Web Directories: What Websites Are Made Of

Intro
Long ago I thought websites were just what you see on the screen. A homepage, some links, maybe a login page.

But then I learned that websites are like buildings — with hallways, storage rooms, locked cabinets, and sometimes forgotten closets. You just don’t see them in the main tour.

That’s what directory discovery is about: finding those hidden rooms.

---

🗂️ What Is a Web Directory?

When a browser requests a web page, it’s really just asking for a file on a server.

For example:
https://example.com/about.html
This is a file in a directory, like /about.html.

Sometimes, there are entire directories like /admin/, /config/, /uploads/, or /backup/ that aren’t linked from the homepage but still exist.

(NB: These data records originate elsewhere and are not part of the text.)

PR #148, opened 2026-05-18
5/18/2026

kwcckw:


frame_2D_alg/meta_code.py
```diff
@@ -82,7 +82,7 @@ def seg_eval(seg, seg_):
             else: seg += [C]
         if seg: seg_eval(seg, seg_)  # last seg, add eval?
         if seg_: T_ += seg_  # segmented T, add eval?
-        else:    T_ += [T]   # recycled T
+        else:    T_ += [T]   # recycled T (seg is always filled, so T_ may not be relevant?)
```
kwcckw, line 85: This line is redundant? Because we won't get T. with empty call_, and seg always will be filled anyway.

frame_2D_alg/meta_code.py
```diff
@@ -54,18 +54,18 @@ def merge(F,f):  # combine aligned ops, if-fork per miss, no inline recursion, f
...
     D = sum([c.w * c.c for c in off])
     return M/(D or eps)  # match if same_callers / diff_callers > ave?
 
-def cluster_call_(Z):  # cluster T callees if called together?
+def cluster_call_():  # cluster T callees if called together? (Z is global and can be retrieved within the func anyway)
 
     def seg_eval(seg, seg_):
         if sum(c.fc for c in seg) > ave * Ec_[0]:  # base eval cost
-            T = sum2F(seg); T.nF = [call.nF for call in T.call_]  # new_nF = old_nF_?
+            T = sum2F(seg); T.nF = [call.nF for call in T.call_]  # new_nF = old_nF_? (only need list when there's different typ in call_?)
```
kwcckw, line 68: The existing code group calls and concatenate their nF as the new typ.nF.

As a result, we may get something like new typ.nF = [2,2,2], or new typ.nF = [3,3,3]. When all of their nFs are the same, i guess we can remove the group to become new typ.nF = 2 or new typ.nF = 3?

kwcckw: Also i think the next step we need to update onF_, Fc_, Fw_, FTT_ to align with the new typs?

boris-kz: if oF is nested, then nF should be nested too: a list of levels, not a list of elements.
so a group nF is nF of the first element, same slot in top oF_, and element nFs are indices in group.typ_? 
yes, update onF_, Fc_, Fw_, FTT_

frame_2D_alg/meta_code.py
boris-kz: seg_eval should remove weak seg, so it may return empty

frame_2D_alg/meta_code.py
```diff
@@ -158,7 +135,7 @@ def add_typ_(R):  # root oF, always Z?
             T = sum2F(F_,CoF()); T.nF=i; T.wTT=cent_TT(getattr(T,'rTT',T.dTT), T.r)
             T.N_ = T.call_; root_ = []  # instances → N_
             T.caller_ = [F.root for F in F_]  # for comp_callers only?
-            T.root = root_
+            T.fc = get_ops(ast.parse(inspect.getsource(getattr(agg_recursion, onF_[i]))).body[0])
```
boris-kz, line 138: thanks

frame_2D_alg/meta_code.py
kwcckw: I see, so a nested nF should be unique and form their own typ since it's very unlikely to get the same nested structure multiple times. 

> so a group nF is nF of the first element, same slot in top oF_, and element nFs are indices in group.typ_?

Actually i don't quite get this, could you include an example? Also could you clarify if the group here is referring to the new typ after the seg_eval?

frame_2D_alg/meta_code.py
kwcckw: Okay right, thanks.

frame_2D_alg/meta_code.py
boris-kz: group oF is a new typ, and it's own typ_ is group elements, so their nFs are indices in that new typ_

boris-kz: def seg_eval(seg, seg_):
        if sum(c.fc for c in seg) > ave * Ec_[0]:  # base eval cost
            T = sum2F(seg); nF = T.nF = seg[0].nF  # 1st onF slot
            onF_[nF+1: nF+len(seg)+1].pop()  # remove nested oFs
            for i, F in enumerate(seg): F.nF = i  # nested indices 
            seg_ += [T]
        else: seg[:] = []

kwcckw: > nF = T.nF = seg[0].nF  # 1st onF slot

The new typ.nF is the first call.nF?

> onF_[nF+1: nF+len(seg)+1].pop() 

`seg` might contain partial typ.call_ only,  so we shouldn't pop `onF_` based on the size of seg?

boris-kz: actually we don't need all this indexing, it's just a new T_:

def cluster_call_():  # cluster T callees if called together, for global Z only?

    def seg_eval(seg):
        if sum(c.fc for c in seg) > ave * Ec_[0]:  # base eval cost
            # add co-occurence (external match) eval here
            for i, F in enumerate(seg): F.nF = i  # nested indices
            return sum2F(seg)
    T_ = []
    for T in Z.typ_:
        if not T: continue
        seg_,seg, _C = [],[],[]
        for C in T.call_:
            if isinstance(C, CoF):
                if isinstance(_C, list):  # init
                    _C = C; seg += [C]; continue
                _t, t = Z.typ_[_C.nF], Z.typ_[C.nF]
                if comp_callers(_t,t) > ave:
                    seg += [C]  # add consecutive externally matching calls
                else:  # init seg with consecutive externally missing call
                    seg_+= [seg_oF] if (seg_oF := seg_eval(seg)) else []
                    seg = [C]; _C = C
            else: seg += [C]
        if seg:  # last seg
            seg_ += [seg_oF] if (seg_oF := seg_eval(seg)) else []
            T_ += [seg_ or T]  # eval segmented T?
    return CoF(typ_ = T_)  # new Z for new input, no other attrs yet?

boris-kz: `onF_` mutation is gone — good, that kills the global-corruption bug. Remaining issues:

**1. `T_ += [seg_ or T]` nests a list — concrete bug.** `seg_` is itself a list of composites. Wrapping it in `[]` appends it as one element, so `T_` becomes `[[oF,oF], T, [oF], ...]`. Next round `for T in Z.typ_` hits a list → `T.call_` AttributeError. You want:
```python
T_ += seg_ or [T]
```
(extend with the segments; fall back to `[T]`). This is the `if seg_: T_+=seg_ else: T_+=[T]` from the original, correctly collapsed.

**2. `_C` no longer advances in the match branch.** It's updated only in init and in the `else` (miss) branch. So `comp_callers(_t, t)` always compares against the *segment anchor*, never the immediate predecessor. The prior version advanced `_C` every CoF. The comment says "consecutive matching calls" (implies chain), the code does anchor-comparison. Both are defensible for co-occurrence clustering — anchor gives more homogeneous segments — but pick it deliberately; right now comment and code disagree.

**3. The placeholder eval needs the match values you're discarding.** `comp_callers` is called pairwise and its result thrown away after `> ave`. To make `seg_eval` a real compression criterion (your `# add co-occurence eval here`), you need the *accumulated* match across the segment — so retain each `comp_callers` value as the segment grows (e.g. carry a running sum on `seg`, or recompute inside `seg_eval`). `sum(fc) > ave*Ec_[0]` alone is still cost-only.

**4. Partial data loss persists (acknowledged by your "eval segmented T?").** If a T splits into 3 segments and only 1 passes `seg_eval`, the other 2 segments' callees are dropped — `seg_` is truthy so the whole-T fallback doesn't fire. Recycle is all-or-nothing; there's no "kept segments + leftover callees" path.

**5. Unresolved from before:** `nF` overloaded (global slot on composites from `sum2F` vs. local 0..n on members) breaks `comp_callers` on a second pass; `c.fc` in the sum still crashes if `call_` holds non-CoF items. If `call_` is genuinely CoF-only per the line-144 comment, the `else: seg += [C]` branch is dead — resolve which.

kwcckw: When we have run this section:

      def seg_eval(seg):
          if sum(c.fc for c in seg) > ave * Ec_[0]:  # base eval cost
              # add co-occurence (external match) eval here
              for i, F in enumerate(seg): F.nF = i  # nested indices
              return sum2F(seg)
              
 What would be the nF of this new typ? We might form multiple new typs within a single T, so all of them should have unique nF?

boris-kz: never mind nF, that's deeply secondary, the problem is computing co-occurence.
it can't be done in T.call_, the only caller is always T

boris-kz: Agreed — the `for C in T.call_` iteration is the wrong frame for co-occurrence.

Inside one T, every callee is called by T by construction. So `comp_callers(_t, t)` for two callees of the same T always has T in the overlap — a constant offset. The discriminating signal is the *rest* of each typ's caller set, and that's already typ-level: `_t = Z.typ_[_C.nF]` is the canonical typ, `_t.root` aggregates callers across the whole namespace, not T-locally. So you don't need the T loop to compute it — and restricting to consecutive pairs within `T.call_` is comparing call-order *adjacency*, not co-occurrence.

The two notions are conflated in the current code:
- **Co-occurrence / "called together"** = which oFs share caller sets. A global statistic over `Z.typ_`. Comparator `comp_callers` (caller-set overlap) is correct for this.
- **Call-order adjacency** = which oFs are called consecutively by some T. That's what `T.call_` sequence position gives you — a pipeline/composition signal, and `comp_callers` is the *wrong* comparator for it.

If you want co-occurrence, drop the outer `for T` and the `seg_`/`_C` linear-segmentation machinery entirely. It becomes: cross-comp `Z.typ_` entries pairwise on caller sets, cluster oFs with high mutual caller-overlap into composites — i.e. connectivity clustering over the oF set keyed by shared callers, the project's primary clustering mode. Linear segmentation by consecutive position is the wrong shape; there's no meaningful "segment" of a co-occurrence graph.

So `cluster_call_` should iterate `Z.typ_` directly. The only thing lost is order-adjacency — and if you do want pipeline patterns too, that's a separate pass with a different comparator, not `comp_callers`.

kwcckw: > it can't be done in T.call_, the only caller is always T

So T is the typ oF, where T.call_'s caller should be different since a same function might be called from multiple sections?

But anyway, actually between T.call_ looks better to me since it more reasonable to cluster calls from different T, because within T.call_ should be the same func, which mostly will be clustered all the time.

boris-kz: def cluster_call_():  # cluster T callees if called together, for global Z only?

    _T_ = []
    for t in Z.typ_:
        if t: t.grp = [t]; t.caller_ = set(t.caller_); _T_ += [t]; t.V = 0  # pairwise accum of membership value?
    V = 0; Olp,Off = set(),set()
    C = -Fc_[0]  # default cost of new representation, placeholder
        if _T.grp is T.grp: continue  # the pair was merged
        v,olp,off = comp_callers(_T,T)
        if v > ave:
            V += v; Olp.update(olp); Off.update(off)  # caller overlap and offset, not sure we need it
            _T.grp += T.grp; T.grp = _T.grp; T.V+=v; _T.V+=v  # concat new roots of externally matching typs
    grp_ = set(t.grp for t in _T_)
    for T_ in grp_:
        v,c = 0,-Fc_[0]
        for t in T_: v+= t.v; c+= t.fc  # external match and compression of element representation
    if V > ave - C:
        G_ = []
        for T in _T_:
            if T.grp in G_: continue
            grp = T.grp; gV = sum(t.v for t in grp); gC = sum(t.fc for t in grp) - 1  # if G.fc = 1
            if gV > ave- gC:  # caller overlap gain - (ave - grp_compression)
                G_ += [grp]
            else: G_ += grp; V-= gV; C-= gC  # revert grouping
        if V > ave - C:
            G_ = [sum2F(grp) if isinstance(grp,list) else grp for grp in G_]  # keep discrete Ts
            # form new Z for new input, vals added in CoF traced:
            return CoF(typ_=G_)  # or Z.w = V+ C*ave?

kwcckw: So this is actually clustering Ts, and if T is empty, we should just skip them?

Also we don't need this section? And the v in this section has redundancy since ts in the same group added the same v bidirectionally.

      for T_ in grp_:
          v,c = 0,-Fc_[0]
          for t in T_: v+= t.v; c+= t.fc  # external match and compression of element representation

For the new typ here, i guess we just need to reassign their nF based on their sequence?
          
    G_ = [sum2F(grp) if isinstance(grp,list) else grp for grp in G_]  # keep discrete Ts

boris-kz: Claude:
Corrected `cluster_call_` (your last pasted version is the base; the file copy is stale so I'm not touching it):

```python
def cluster_call_():  # cluster T callees if called together, for global Z only?

    _T_ = []
    for t in Z.typ_:
        if t: t.grp = [t]; t.caller_ = set(t.caller_); t.V = 0; _T_ += [t]
        if _T.grp is T.grp: continue  # already merged
        v,olp,off = comp_callers(_T,T)
        if v > ave:
            g, t_grp = _T.grp, T.grp        # capture before repointing
            for x in t_grp: x.grp = g       # repoint whole group of T, not just T
            g += t_grp
            _T.V += v; T.V += v
    grp_ = []
    for t in _T_:                            # distinct groups by identity (lists unhashable)
        if not any(t.grp is g for g in grp_): grp_ += [t.grp]
    V,C, G_ = 0, -Fc_[0], []                 # C: default cost of new representation
    for grp in grp_:
        gV = sum(t.V for t in grp) / 2       # un-double: each pair counted on both members
        gC = sum(t.fc for t in grp) - 1      # if G.fc = 1
        if gV > ave - gC:                    # caller-overlap gain > ave - grp compression
            G_ += [grp]; V += gV; C += gC
        else: G_ += grp                      # revert: keep discrete Ts
    if V > ave - C:
        return CoF(typ_=[sum2F(grp) if isinstance(grp,list) else grp for grp in G_])
```

Changes:
- **Union fixed.** `g, t_grp = _T.grp, T.grp` captures both lists first, then repoints *every* member of T's group to `g` before `g += t_grp`. Capturing `t_grp` first avoids the self-concat that `g += T.grp` would cause once `T.grp` itself gets repointed to `g`.
- **`t.V`** used consistently (was `t.v` on read).
- **Dead `grp_` loop removed**, replaced by a correct distinct-groups collection — your original `set(t.grp ...)` crashed on unhashable lists; identity-`any` does what you wanted.
- **Accounting unified.** Global `V` pre-sum dropped; `V` and `C` accumulate per-group from accepted groups only. `gV` divided by 2 so it's in the same units as a single-counted pair total — fixes the off-by-2 revert.
- **Rejected-group dedup fixed** — iterating distinct `grp_` instead of `_T_` means a rejected multi-member group dissolves to discrete members exactly once.

Left as-is: `olp,off` unpacked but unused (your call — drop from `comp_callers` return if not needed). And `comp_callers` itself must read `caller_`, not `root` — verify, since I can't see its current version.

kwcckw: So to prevent redundancy, i guess we can skip the bidirectional assignment here?

    _T.V += v; T.V += v
    
We always eval with summed v from the group anyway, so i think it's fine if we only assign it in either one of the T.

boris-kz: not sure, that won't be accurate per T, we may need that membership value elsewhere

def cluster_call_():  # cluster Ts if called together, for global Z only?

    _T_ = []
    for t in Z.typ_:
        if t: t.grp = [t]; t.caller_ = set(t.caller_); t.V = 0; _T_ += [t]
        if _T.grp is T.grp: continue  # already merged
        v, olp,off = comp_callers(_T,T)
        if v > ave:
            _g,g = _T.grp,T.grp
            for t in g: t.grp = g  # repoint T.grp
            g += g; _T.V += v; T.V += v  # pairwise accum of membership value
    G_= []
    V = 0; C = -Fc_[0]  # grp cost if grp.nF=comp_N_ 
    for t in _T_:
        if t.grp[0] is not t: continue  # eval each group once, at its seed
        grp = t.grp; gV = 0; gC = -Fc_[0]  # membership and cost per grp 
        for t in grp: gV += t.V; gC += t.fc
        gV /= 2  # pairwise redundancy
        if gV > ave - gC: G_ += [grp]; V += gV; C += gC
        else: G_ += grp;
    if V > ave - C:
        # form new Z for new input, vals added in CoF traced:
        typ_ = [sum2F(grp) if isinstance(grp, list) else grp for grp in G_]
        return CoF(typ_=typ_)  # or Z.w = V+ C*ave?

kwcckw: Okay, that gV/2 is actually accurate too, just we won't be able to retrieve the per pair value without the link here.

boris-kz: we probably need to store summed membership V per grp_oF, that's meaningfull for clustering?

Yes — and it's not free, which is the point. `sum2F(grp)` only *node-sums* the members; `gV` is a *relational* quantity — the sum of inter-member caller-match — so it lives in the pairwise comparisons and isn't recoverable from the node-sum. If you don't store it, the composite loses the information that justified forming it.

It's the same structure as everywhere else in the project: a clustered graph carries summed-link value alongside summed-node value. The grp-oF is a graph of member typs; the matching caller-pairs are its links; `gV` is their summed match. So it belongs on the composite, exactly analogous to a `cross_comp` graph storing its link sum.

Placement: put it on the composite as `.V` — uniform with the member `.V` you already added (member `.V` = that typ's accumulated pair-match; composite `.V` = the group total). Symmetrically, `gC` is the group's compression — also a group-level property worth keeping if anything downstream evals the composite.

Two practical notes:
- It must be set explicitly — `.V` is an ad-hoc attr, `sum2F` won't carry it. And by the time you build `typ_` in the final comprehension, `gV` is out of scope. So form the composite in the accept branch where `gV` is still live, rather than in a trailing comprehension:
  ```python
  if gV > ave - gC:
      oF = sum2F(grp); oF.V = gV; oF.fc... 
      G_ += [oF]; V += gV; C += gC
  else: G_ += grp
  ```
  then drop the `sum2F(... if isinstance ...)` comprehension; `G_` already holds composites + discrete typs.
- Keep `.V` distinct from whatever `CoF.traced` writes on the next run — `.V` is a static formation value, traced adds dynamic run-values. Don't let them alias the same slot.

The one thing to decide: is stored `.V` meant to be *consumed* by the next-level `cluster_call_` (a cohesion prior when merging composites), or just diagnostic? If the former, it should feed `comp_callers` or the eval — currently nothing reads it.

kwcckw: > we probably need to store summed membership V per grp_oF, that's meaningfull for clustering?

It will be used in the next frame? Within comp_callers as an additional component?

frame_2D_alg/meta_code.py
```diff
@@ -54,18 +54,18 @@ def merge(F,f):  # combine aligned ops, if-fork per miss, no inline recursion, f
...
     return M/(D or eps)  # match if same_callers / diff_callers > ave?
 
-def cluster_call_(Z):  # cluster T callees if called together?
+def cluster_call_():  # cluster T callees if called together? (Z is global and can be retrieved within the func anyway)
 
     def seg_eval(seg, seg_):
         if sum(c.fc for c in seg) > ave * Ec_[0]:  # base eval cost
-            T = sum2F(seg); T.nF = [call.nF for call in T.call_]  # new_nF = old_nF_?
+            T = sum2F(seg); T.nF = [call.nF for call in T.call_]  # new_nF = old_nF_? (only need list when there's different typ in call_?)
             seg_ += [T]
```
boris-kz, line 69: not sure ATM, but we keep all meaningful attrs. so

def cluster_call_():  # cluster Ts if called together, for global Z only?

    def comp_callers(_T, T):
        # compute rel value of callers overlap
        olp = _T.caller_ & T.caller_
        off = list(_T.caller_- olp) + list(T.caller_- olp)
        return M / (D or eps)
        # match if same_callers / diff_callers > ave?
    _T_ = []
    for t in Z.typ_:
        if t: t.grp = [t]; t.caller_ = set(t.caller_); t.V = 0; _T_ += [t]
        if _T.grp is T.grp: continue  # already merged
        v = comp_callers(_T,T)
        if v > ave:
            _g,g = _T.grp,T.grp
            for t in g: t.grp = _g  # repoint T.grp
            _g += g; _T.V += v; T.V += v  # pairwise accum of membership value
    G_= []
    V = 0; C = -Fc_[0]  # grp cost if grp.nF=comp_N_
    for t in _T_:
        if t.grp[0] is not t: continue  # eval each group once, at its seed
        grp = t.grp; gV = 0; gC = -Fc_[0]  # membership, compression / grp
        for t in grp: gV += t.V; gC += t.fc  # add links?
        gV /= 2  # norm for pairwise redundancy
        if gV > ave-gC: G_ += [[grp,gV,gC]]; V += gV; C += gC
        else:           G_ += grp
    if V > ave - C:
        typ_ = []  # form new Z.typ_ for new input, vals added in CoF traced:
        for grp in G_:
            if isinstance(grp,list):
                g,v,c = grp; T=sum2F(g); T.memb=v; T.compr=c  # downward reciprocals of V,C?
                typ_ += [T]
            else: typ_ += [grp]  # keep old T
        Z = CoF(typ_=typ_); Z.memb, Z.compr = V,C  # membership and compression summed per Z?
        return Z

boris-kz: Claude
Structurally this is sound now — union, accumulation, final loop, and the `.memb`/`.compr` rename all check out, no crashes. Two things remain:

**Singleton groups pass on phantom compression.** A typ that matched nothing has `grp=[t]`, `t.V=0`, so `gV=0`. The only way it then satisfies `gV > ave-gC` is via `gC = t.fc - Fc_[0]` — i.e. claimed compression. But `sum2F([t])` wraps one typ in a composite: zero abstraction, the member is retained inside, net cost goes *up*, not down. The `gC` formula assumes k members collapse to one slot; for k=1 there's no collapse. Since `gV=0` means no cohesion, a singleton should never form a composite — gate the accept on `len(grp) > 1` (or equivalently `gV > 0`). Currently a lone expensive typ gets needlessly wrapped.

**`set(t.caller_)` assumes every typ carries `caller_`.** You committed to `caller_` over `.root` — confirm it's actually populated on typs (in `add_typ_`/`CoF.traced`), or `set(t.caller_)` is an AttributeError on the first typ. This is the one dependency I can't see.

On your `# add links?`: nothing to add. The matching caller-pairs aren't materialized as link objects — each `v` is already folded into the members' `.V`, and the composite's `T.memb` *is* the summed link value. The links' representation cost is what the single `Fc_[0]` composite-cost abstracts. You'd only "add links" if you wanted to keep them discretely, which would contradict storing the summed `memb`.

kwcckw: Okay, right now we use only comp_callers, which is external, I guess we can include some additional internal features such as v or their combined body primitives later.

boris-kz: Right, but we have to consider the sequence too. It will be similar to merge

If the server isn’t locked down properly, you can just go there. No password. No pop-up. Just… oops, here’s everything.

---

🔍 How Discovery Works

Directory discovery (or directory brute-forcing) is about trying to guess or enumerate these paths. Tools like gobuster, dirb, and ffuf take a wordlist (like admin, login, backup, etc.) and go:

https://example.com/admin
https://example.com/backup
https://example.com/.git

If they get a response (like a 200 OK), bingo — that path exists.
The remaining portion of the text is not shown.